在肌肉增强过程中，尽管有类似的运动单元发射速率和运动感觉，但没有视觉反馈的自发扭矩被高估。

目的是评估视觉扭矩反馈是否有助于骨骼肌激活后增强（PAP）过程中观察到的运动单元（MU）放电率降低。在有和没有PAP和扭矩视觉反馈的情况下，用胫骨前肌肌内细丝电极记录了15名参与者在最大20%的等长背屈曲收缩期间的23个MUs。采用5s最大自主收缩（MVC）诱导PAP，评估前后诱发的抽搐反应。MVC后抽搐扭矩为基线的188% (p

本文章由计算机程序翻译，如有差异，请以英文原文为准。

求助全文

约1分钟内获得全文去求助

来源期刊

Journal of neurophysiology 医学-神经科学

CiteScore

4.80

自引率

8.00%

发文量

255

审稿时长

2-3 weeks

期刊介绍： The Journal of Neurophysiology publishes original articles on the function of the nervous system. All levels of function are included, from the membrane and cell to systems and behavior.
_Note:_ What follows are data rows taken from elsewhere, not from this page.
PR #285, opened 2019-12-02
Matching state

qinqon:


pkg/apis/nmstate/v1alpha1/nodenetworkconfigurationenactment_types.go
```diff
@@ -37,12 +37,15 @@ const (
...
 
 const (
-	NodeNetworkConfigurationEnactmentConditionFailedToConfigure        ConditionReason = "FailedToConfigure"
-	NodeNetworkConfigurationEnactmentConditionSuccessfullyConfigured   ConditionReason = "SuccessfullyConfigured"
-	NodeNetworkConfigurationEnactmentConditionConfigurationProgressing ConditionReason = "ConfigurationProgressing"
+	NodeNetworkConfigurationEnactmentConditionFailedToConfigure                 ConditionReason = "FailedToConfigure"
+	NodeNetworkConfigurationEnactmentConditionSuccessfullyConfigured            ConditionReason = "SuccessfullyConfigured"
+	NodeNetworkConfigurationEnactmentConditionConfigurationProgressing          ConditionReason = "ConfigurationProgressing"
+	NodeNetworkConfigurationEnactmentConditionNodeSelectorNotMatching           ConditionReason = "NodeSelectorNotMatching"
+	NodeNetworkConfigurationEnactmentConditionNodeSelectorAllConditionsMatching ConditionReason = "AllConditionsMatching"
```
phoracek: What do you mean by AllConditions? We should make it AllSelectors in case any selectors are used or just Matching. Conditions may be confused with status conditions.

pkg/controller/nodenetworkconfigurationpolicy/conditions/enactments.go
```diff
@@ -72,3 +72,60 @@ func setEnactmentProgressing(enactment *nmstatev1alpha1.NodeNetworkConfiguration
 		"",
 	)
 }
+
+func setEnactmentNodeSelectorNotMatching(enactment *nmstatev1alpha1.NodeNetworkConfigurationEnactment, message string) {
+	setEnactmentNotMatching(enactment, nmstatev1alpha1.NodeNetworkConfigurationEnactmentConditionNodeSelectorNotMatching, message)
+}
+func setEnactmentNotMatching(enactment *nmstatev1alpha1.NodeNetworkConfigurationEnactment, reason nmstatev1alpha1.ConditionReason, message string) {
```
phoracek: Empty line please

test/e2e/conditions.go
```diff
@@ -29,6 +29,10 @@ func conditionsToYaml(conditions nmstatev1alpha1.ConditionList) string {
 	return string(manifest)
 }
 
+func enactmentKey(node string, policy string) types.NamespacedName {
```
phoracek: This can cause collisions in case someone is trying to hard to break us. Can we get a different separator? Maybe the escaped slash used in resource names?

qinqon: You mean something like this ?

https://github.com/intel/multus-cni/blob/master/examples/sample-pod.yml#L7

phoracek: Yes, but I'm not sure it is allowed in object names. I think slash would be way better for NNCE than dash.

qinqon: humm not working
```
"node01/test-policy\" is invalid: metadata.name: Invalid value: \"node01/test-policy\":
```

pkg/controller/nodenetworkconfigurationpolicy/nodenetworkconfigurationpolicy_controller.go
```diff
@@ -196,6 +186,12 @@ func (r *ReconcileNodeNetworkConfigurationPolicy) Reconcile(request reconcile.Re
 	}
 
 	conditionsManager := conditions.NewManager(r.client, nodeName, *instance)
+	if !r.nodeSelectorMatchesThisNode(*instance) {
+		reqLogger.Info("Policy node selectors does not match node")
+		conditionsManager.NotifyNodeSelectorNotMatching("TODO")
```
phoracek: Do the TODO! :D

pkg/controller/nodenetworkconfigurationpolicy/nodenetworkconfigurationpolicy_controller_test.go
```diff
@@ -152,36 +111,14 @@ var _ = Describe("NodeNetworkConfigurationPolicy controller predicates", func()
...
-				ObjNodeName: "node01",
-				NodeLabels: map[string]string{
-					"label1": "foo",
-					"label2": "bar",
-				},
-				NodeSelector: map[string]string{
-					"label1": "foo",
-					"label2": "bar",
-				},
-				GenerationOld:   1,
```
phoracek: We still have generation check in the predicate, could you keep the test?

qinqon: ack.

phoracek:
```
pkg/controller/nodenetworkconfigurationpolicy/conditions/manager.go:38:13: Sprintf format %d has arg m.nodeName of wrong type string

Makefile:53: recipe for target 'vet' failed
```

qinqon:
@phoracek fixed the vet error can you recheck?

pkg/controller/nodenetworkconfigurationpolicy/conditions/manager.go
```diff
@@ -29,7 +30,24 @@ func NewManager(client client.Client, nodeName string, policy nmstatev1alpha1.No
 	manager.logger = logf.Log.WithName("policy/conditions/manager").WithValues("enactment", nmstatev1alpha1.EnactmentKey(nodeName, policy.Name).Name)
 	return manager
 }
-
+func (m *Manager) NotifyNodeSelectorNotMatching(unmatchingLabels map[string]string) {
+	message := ""
+	if len(unmatchingLabels) > 0 {
+		message = fmt.Sprintf("Unmatching labels: %v", unmatchingLabels)
+	} else {
+		message = fmt.Sprintf("Cannot retrieve node %s", m.nodeName)
```
phoracek: This error is completely implicit. Meaning of zero unmatchingLabels should not be "cannot retrieve node".

test/e2e/utils.go
```diff
@@ -215,10 +215,16 @@ func deleteNodeNeworkStates() {
 }
 
 func deletePolicy(name string) {
+	By(fmt.Sprintf("deleting policy %s", name))
 	policy := &nmstatev1alpha1.NodeNetworkConfigurationPolicy{}
 	policy.Name = name
 	err := framework.Global.Client.Delete(context.TODO(), policy)
 	Expect(err).ToNot(HaveOccurred())
+	policy = nil
```
phoracek: Please insert an empty line above.

test/e2e/utils.go
```diff
@@ -215,10 +215,16 @@ func deleteNodeNeworkStates() {
...
+	Eventually(func() *nmstatev1alpha1.NodeNetworkConfigurationPolicy {
+		framework.Global.Client.Get(context.TODO(), types.NamespacedName{Name: name}, policy)
```
phoracek: You should check the return code and see if it is NotFound. The state of `policy` is undefined in case the function fails. Then you can drop the `policy = nil`

test/e2e/utils.go
```diff
@@ -215,10 +215,16 @@ func deleteNodeNeworkStates() {
 }
 
 func deletePolicy(name string) {
+	By(fmt.Sprintf("deleting policy %s", name))
```
phoracek: Capital D

pkg/controller/nodenetworkconfigurationpolicy/selectors/manager_test.go
```diff
@@ -0,0 +1,140 @@
...
+				ObjectMeta: metav1.ObjectMeta{
+					Name:   c.ObjNodeName,
+					Labels: c.NodeLabels,
+				},
+			}
+
+			policy := nmstatev1alpha1.NodeNetworkConfigurationPolicy{
+				Spec: nmstatev1alpha1.NodeNetworkConfigurationPolicySpec{
+					NodeSelector: c.NodeSelector,
+					DesiredState: nmstatev1alpha1.State{Raw: nil}, // TODO
```
phoracek: What is the TODO action?

pkg/controller/nodenetworkconfigurationpolicy/selectors/manager_suite_test.go
```diff
@@ -0,0 +1,13 @@
+package selectors
```
phoracek: The name of the file should be selectors_suite_test since it is per package

pkg/controller/nodenetworkconfigurationpolicy/selectors/manager_suite_test.go
```diff
@@ -0,0 +1,13 @@
...
+import (
+	"testing"
+
+	. "github.com/onsi/ginkgo"
+	. "github.com/onsi/gomega"
+)
+
+func TestUnit(t *testing.T) {
+	RegisterFailHandler(Fail)
+	RunSpecs(t, "Policy Node Selectors Test Suite")
```
phoracek: Let's keep this generic (since the package name is generic) and make it Policy Selectors Test Suite

pkg/controller/nodenetworkconfigurationpolicy/selectors/manager.go
```diff
@@ -0,0 +1,54 @@
...
+)
+
+type Manager struct {
+	client   client.Client
+	policy   nmstatev1alpha1.NodeNetworkConfigurationPolicy
+	nodeName string
+	logger   logr.Logger
+}
+
+func NewManager(client client.Client, nodeName string, policy nmstatev1alpha1.NodeNetworkConfigurationPolicy) Manager {
```
phoracek: Could you please elaborate why did you chose to have a stateful manager for this over a simple input-output function? That would be easier to test, all we need is `func Matches(policy, nodeName) (bool, string, error) {}`. Bool for whether it matches, string for the message `"All matches"`/`"Following does not match:\n..."` and error for unexpected failures. Maybe I'm missing something and there is a good reason to have a manager abstratction. Otherwise, I prefer simplicity.

pkg/controller/nodenetworkconfigurationpolicy/conditions/manager.go
qinqon: Let's refactor `MatchesThisNode` so it returns an error instead of bool, so if unmatching labels is empty but we  have an error we print that on the condition.

test/e2e/utils.go
qinqon: Originally I was checking it the proper way with apierrors.IsNotFound, but looks like the client form operator-sdk e2e test framework is not correctly propagating the error so it does not match, we can try to debug it though, the only way I found for it to work is checking the policy, but I am not happy with it either.

pkg/controller/nodenetworkconfigurationpolicy/selectors/manager_test.go
qinqon: To be honest I don't remember, maybe it's related to advanced policy matchers, let's just remove DesiredState altogether since it's not needed for this.

pkg/controller/nodenetworkconfigurationpolicy/selectors/manager.go
qinqon: The approach I was taking is having a Matching method per type, for example:
- `UnmatchedLabels`
- `UnmatchedNodeAffinity`
- `UnmatchedNetworkAffinity`

They don't do string formating inside they just return what is not matching and the conditions.Manager is the one that know how to format that into a condition.

The controller use ther results from selectors.Manager and calls conditions.Manager with them.

So controller calls them and pass result to conditions.Manager functions to compose proper condition.

pkg/controller/nodenetworkconfigurationpolicy/conditions/manager.go
phoracek: Smart

test/e2e/utils.go
phoracek: Could you try to use basic client-go instead to see if it is really an issue of the operator-sdk client? I find this disturbing

pkg/controller/nodenetworkconfigurationpolicy/selectors/manager.go
phoracek: It is good to look forward to the new features, but I have a question. What would those method share that would be a part of the context. Could they live under separated packages (to limit the scope, make modules shorter and easier to learn and grasp the logic).

I also don't get the relation to conditions.Manager you explained. This module and conditions should live without knowing about one another, they should be connected through the main module.

++ for the UnmatchedLabels function, I like it.

qinqon: > It is good to look forward to the new features, but I have a question. What would those method share that would be a part of the context. 

The three of them will need client/policy/nodeName and that's what Manager struct has more or less.

> Could they live under separated packages (to limit the scope, make modules shorter and easier to learn and grasp the logic).

If we move to modules we cannot create methods there for Manager since they are not local to module, we can just split manager.go at labels.go, node_affinity.go, network_affinity.go and leave at manager.go only the struct.

qinqon: Also I don't really like the work Manager for a struct, since at golang they don't own the methods, they are just structs, their name has to be associated with the content.

phoracek: > If we move to modules we cannot create methods there for Manager since they are not local to module

I know, I was more in favor of just dropping the manager and keep simple functions. However, if you believe the manager makes the code simpler to read, let's keep it. About the name, maybe express that you are working with selectors in it?

qinqon: @phoracek maybe this https://github.com/nmstate/kubernetes-nmstate/pull/285/commits/4bb973b6a93f69896ac82dc0861432c3b4e2e3c3 make more sense ?

pkg/controller/nodenetworkconfigurationpolicy/selectors/request.go
```diff
@@ -0,0 +1,27 @@
...
+import (
+	"github.com/go-logr/logr"
+
+	"sigs.k8s.io/controller-runtime/pkg/client"
+	logf "sigs.k8s.io/controller-runtime/pkg/runtime/log"
+
+	nmstatev1alpha1 "github.com/nmstate/kubernetes-nmstate/pkg/apis/nmstate/v1alpha1"
+)
+
+type Request struct {
```
phoracek: Oh this is good!

pkg/controller/nodenetworkconfigurationpolicy/nodenetworkconfigurationpolicy_controller.go
```diff
@@ -196,6 +166,19 @@ func (r *ReconcileNodeNetworkConfigurationPolicy) Reconcile(request reconcile.Re
 	}
 
 	conditionsManager := conditions.NewManager(r.client, nodeName, *instance)
+	selectors := selectors.New(r.client, nodeName, *instance)
```
phoracek: The naming is confusing. We don't get a new selector here. Can we leverage the `Resource` struct here?

pkg/controller/nodenetworkconfigurationpolicy/selectors/labels.go
```diff
@@ -0,0 +1,29 @@
+package selectors
+
+import (
+	"context"
+
+	corev1 "k8s.io/api/core/v1"
+	"k8s.io/apimachinery/pkg/types"
+)
+
+func matches(nodeSelector map[string]string, labels map[string]string) map[string]string {
```
phoracek: please rename the function properly

pkg/controller/nodenetworkconfigurationpolicy/selectors/labels_test.go
```diff
@@ -0,0 +1,143 @@
...
+	metav1 "k8s.io/apimachinery/pkg/apis/meta/v1"
+	"k8s.io/apimachinery/pkg/runtime"
+	"k8s.io/apimachinery/pkg/runtime/schema"
+	"sigs.k8s.io/controller-runtime/pkg/client/fake"
+
+	nmstatev1alpha1 "github.com/nmstate/kubernetes-nmstate/pkg/apis/nmstate/v1alpha1"
+)
+
+var _ = Describe("NodeNetworkConfigurationPolicy controller selectors", func() {
+	var ExpectedNode = "node01"
```
phoracek: why capital E?

pkg/controller/nodenetworkconfigurationpolicy/selectors/request.go
```diff
@@ -0,0 +1,27 @@
...
+	client   client.Client
+	policy   nmstatev1alpha1.NodeNetworkConfigurationPolicy
+	nodeName string
+	logger   logr.Logger
+}
+
+func New(client client.Client, nodeName string, policy nmstatev1alpha1.NodeNetworkConfigurationPolicy) Request {
```
phoracek: NewRequest. `New` in the scope of `selectors` is too vague.

test/e2e/utils.go
qinqon: Ok checking it correctly again works, something was not good at previous code.

test/e2e/utils.go
```diff
@@ -215,10 +215,17 @@ func deleteNodeNeworkStates() {
 }
 
 func deletePolicy(name string) {
+	By(fmt.Sprintf("Deleting policy %s", name))
 	policy := &nmstatev1alpha1.NodeNetworkConfigurationPolicy{}
 	policy.Name = name
 	err := framework.Global.Client.Delete(context.TODO(), policy)
 	Expect(err).ToNot(HaveOccurred())
+
+	policy = nil
```
phoracek: we don't need this, you can `Get` directly into anonymous `&nmstatev1alpha1.NodeNetworkConfigurationPolicy{}`.

pkg/controller/nodenetworkconfigurationpolicy/selectors/selectors.go
```diff
@@ -0,0 +1,25 @@
...
+type Selectors struct {
+	client client.Client
+	policy nmstatev1alpha1.NodeNetworkConfigurationPolicy
+	logger logr.Logger
+}
+
+func NewFromPolicy(client client.Client, policy nmstatev1alpha1.NodeNetworkConfigurationPolicy) Selectors {
+	selectors := Selectors{
+		client: client,
+		policy: policy,
```
phoracek: If we introduce `NewFromSomethingElse`, this would not work again. The `Selectors` object should have an attribute `nodeSelectors` and this attribute should be populated in this constructor.

qinqon: We are not going to do NewFromSomethingElse

phoracek: I want to limit the structure to minimum that is needed. Small scopes are easier to read and debug. But I won't block this PR anymore, this is just a nit a maybe a matter of taste.

phoracek:
We don't have OWNERS in the repo. Gotta add it. Merging manually.

PR #290, opened 2019-12-05
check for trailing whitespaces

phoracek:
gofmt checks that there are no trailing whitespaces in .go modules,
we should do something similar for all files under the source tree.

### DIFF
--- a/Makefile
+++ b/Makefile
@@ -44,13 +44,19 @@ description = build/_output/description
 resources = deploy/namespace.yaml deploy/service_account.yaml deploy/role.yaml deploy/role_binding.yaml
 all: check handler
 
-check: format vet
+check: format vet whitespace-check
 
-format:
+format: whitespace-format
 	gofmt -d cmd/ pkg/
 
 vet:
 	go vet ./cmd/... ./pkg/...
+
+whitespace-format:
+	hack/whitespace.sh format
+
+whitespace-check:
+	hack/whitespace.sh check
 
 $(GINKGO): go.mod
 	GOBIN=$$(pwd)/$(BIN_DIR) go install ./vendor/github.com/onsi/ginkgo/ginkgo
@@ -177,4 +183,6 @@ tools-vendoring:
 	cluster-sync-handler \
 	cluster-sync \
 	cluster-clean \
-	release
+	release \
+	whitespace-check \
+	whitespace-format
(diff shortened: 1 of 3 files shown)


Makefile
```diff
@@ -44,14 +44,20 @@ description = build/_output/description
...
+check: format vet whitespace-check
 
-format:
+format: whitespace
 	gofmt -d cmd/ pkg/
 
 vet:
 	go vet ./cmd/... ./pkg/...
 
+whitespace:
```
qinqon: make whitespace-fix or make whitespace-format

hack/whitespace.sh
```diff
@@ -0,0 +1,28 @@
...
+# Check for trailing whitespaces in all tracked files.
+#
+# Usage:
+# hack/whitespace.sh # Check for trailing whitespaces
+# hack/whitespace.sh --fix # Drop trailing whitespaces
+
+set -e
+
+function fix() {
+    git ls-files -- ':!vendor/' | xargs sed --follow-symlinks -i 's/[[:space:]]*$//'
```
qinqon: can we put in a function `git ls-files -- ':!vendor/'` command we are using it twice.

hack/whitespace.sh
```diff
@@ -0,0 +1,28 @@
...
+        echo "$invalid_files"
+        return 1
+    fi
+}
+
+if [ "$1" == "--fix" ]; then
+    fix
+else
+    check
+fi
```
qinqon: what about just
$1
so we do `whitespace check` or `whitespace fix`

hack/whitespace.sh
phoracek: The rest of the line is different, I would rather keep it than have a function which would have a name practically saying the same.

hack/whitespace.sh
```diff
@@ -0,0 +1,31 @@
...
+        echo "$invalid_files"
+        return 1
+    fi
+}
+
+if [ "$1" == "format" ]; then
+    format
+elif [ "$1" == "check" ]; then
+    check
+else
```
qinqon: if [[ "$1" =~ (check|format) ]]; then
   $1
else

phoracek: That saves line but pushes API from one layer (user params) to another (internal naming of functions). I'd prefer keeping the mapping as a dividing line between the two.

qinqon: ack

Experimental approaches include molecular neurobiology, cell culture and slice preparations, membrane physiology, developmental neurobiology, functional neuroanatomy, neurochemistry, neuropharmacology, systems electrophysiology, imaging and mapping techniques, and behavioral analysis. Experimental preparations may be invertebrate or vertebrate species, including humans. Theoretical studies are acceptable if they are tied closely to the interpretation of experimental data and elucidate principles of broad interest.